Originally written by Amy Yurkanin and published on AL.com on May 11, 2022.
An Alabama Medicaid policy that requires hepatitis C patients to avoid drugs and alcohol for six months or lose access to lifesaving medication violates the Americans with Disabilities Act, according to a federal administrative complaint.
AIDS Alabama and the Harvard Center for Health Law and Policy Innovation filed the complaint Monday with the U.S. Department of Justice. The Americans with Disabilities Act protects people who use drugs from discrimination in medical care.
The Alabama Medicaid Agency covers the cost of prescription medication for people in the program, including several FDA-approved treatments for hepatitis C. The program requires patients to prove they have not used drugs or alcohol in the last six months, which prevents people who use substances from getting treatment for the virus.
Alabama is one of five states with six-month sobriety requirements, including Arkansas, Mississippi, South Carolina and South Dakota.

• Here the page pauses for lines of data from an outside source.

PR #500, opened 2024-10-20
Implement handling of invalid Date header in responses

arturobernalg:
This pull request optimizes the handling of the Date header in HTTP responses by ensuring that invalid Date headers are correctly replaced with the current time when necessary, following the guidelines in [RFC 9110, Section 6.6.1](https://www.rfc-editor.org/rfc/rfc9110.html#section-6.6.1). This behavior is optional and controlled by the replaceInvalidDate flag; by default, the behavior remains unchanged, preserving the previous logic.

### DIFF
--- a/httpcore5/src/main/java/org/apache/hc/core5/http/protocol/ResponseDate.java
+++ b/httpcore5/src/main/java/org/apache/hc/core5/http/protocol/ResponseDate.java
@@ -36,7 +36,6 @@ import org.apache.hc.core5.http.HttpException;
 import org.apache.hc.core5.http.HttpHeaders;
 import org.apache.hc.core5.http.HttpResponse;
 import org.apache.hc.core5.http.HttpResponseInterceptor;
-import org.apache.hc.core5.http.HttpStatus;
 import org.apache.hc.core5.util.Args;
 
 /**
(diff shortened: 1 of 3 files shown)


ok2c:
@arturobernalg Looks unnecessary complex. So what if the `DATE` can be successfully parsed but it represents a point in time when Jesus roamed Galilea? What good that that make? I would either always replace `DATE` with the current date/time without even looking at at the present value.

arturobernalg:
> @arturobernalg Looks unnecessary complex. So what if the `DATE` can be successfully parsed but it represents a point in time when Jesus roamed Galilea? What good that that make? I would either always replace `DATE` with the current date/time without even looking at at the present value.

@ok2c So, basically, you are suggesting to do this:                                                                                                                       
```
public void process(final HttpResponse response, final EntityDetails entity, final HttpContext context)
        throws HttpException, IOException {
    Args.notNull(response, "HTTP response");
    final int status = response.getCode();
    if (status >= HttpStatus.SC_OK) {
        response.setHeader(HttpHeaders.DATE, HttpDateGenerator.INSTANCE.getCurrentDate());
    }
}
```

ok2c:
@arturobernalg Yes, pretty much, but with a boolean flag (`alwaysReplace or some such`) like you had before. 

By the way `status >= HttpStatus.SC_OK` check can be removed, as 1xx intermediate response messages never get passed to the protocol handler along with final responses.

arturobernalg:
> By the way `status >= HttpStatus.SC_OK` check can be removed, as 1xx intermediate response messages never get passed to the protocol handler along with final responses.

@ok2c  I’ve kept the null check for the Date header to ensure that it’s always present in the response

httpcore5/src/main/java/org/apache/hc/core5/http/protocol/ResponseDate.java
```diff
@@ -46,27 +46,49 @@
...
     }
 
     @Override
     public void process(final HttpResponse response, final EntityDetails entity, final HttpContext context)
             throws HttpException, IOException {
         Args.notNull(response, "HTTP response");
-        final int status = response.getCode();
-        if (status >= HttpStatus.SC_OK &&
-            !response.containsHeader(HttpHeaders.DATE)) {
+        final Header dateHeader = response.getFirstHeader(HttpHeaders.DATE);
```
ok2c, line 89: @arturobernalg  I suppose `replaceInvalidDate` is not the best name now. `alwaysReplace`?

This bit cab be optimized a bit. If the `alwaysReplace` flat is true there is no need to do ` response.getFirstHeader(HttpHeaders.DATE)`. Its result is basically ignored. Please re-organize the logical conditions to avoid that.

ok2c (changes requested):

httpcore5/src/main/java/org/apache/hc/core5/http/protocol/ResponseDate.java
arturobernalg: @ok2c changed.

ok2c (approved):

PR #503, opened 2024-11-01
Add NoConnectionReuseStrategy

izeye:
This PR adds `NoConnectionReuseStrategy` for v5 like [`NoConnectionReuseStrategy`](https://github.com/apache/httpcomponents-core/blob/4.4.x/httpcore/src/main/java/org/apache/http/impl/NoConnectionReuseStrategy.java) in v4.


ok2c:
@izeye Please add `@since 5.4` tag to the class.

izeye:
@ok2c Thanks for the feedback!

I added the Javadoc `@since` tag in bb8c36d as you suggested.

Since 2017, 17 states have dropped similar requirements.
“Alabama’s health outcomes always seem to be among the worst in the nation,” said Kathie Hiers, CEO of AIDS Alabama, in a press release. “Policies that prevent adequate medical care from being provided must end. HCV now has a cure and withholding that cure from Alabamians based on a moral judgement is wrong and certainly doesn’t follow the science.”
Sobriety requirements go against treatment guidelines from medical organizations such as the American Association for the Study of Liver Disease and the Infectious Diseases Society of America, according to the complaint. Studies cited in the complaint found that drug and alcohol users benefited from medications used to eliminate the hepatitis C virus.
A spokesman for the Alabama Medicaid Agency did not respond to a request for comment.
Hepatitis C spreads through contact with an infected individual’s blood. People who received blood transfusions or organ transplants before 1992 and injection drug users are at high risk for infection.
The number of people with hepatitis C increased rapidly between 2005 and 2017, driven in part by increases in opioid use. Many people infected with the virus have no symptoms, but others can suffer from liver scarring, cancer and even death. Medications that eliminate the virus are medically necessary for all who test positive, regardless of drug use, the complaint alleges.
“Forced sobriety policies don’t just unfairly prevent people with substance use disorder from accessing life-saving treatment; they also severely hamper public health efforts to stop the spread of the disease,” said Kevin Costello, Harvard Center for Health Law and Policy Innovation Litigation Director, in a press release. “These policies are rooted in stigma, not science, and they violate antidiscrimination provisions of the Americans with Disabilities Act. Filing an administrative complaint against Alabama is an important milestone in fighting sobriety restrictions, and we fully intend to expand this enforcement campaign to all states where sobriety restrictions persist.”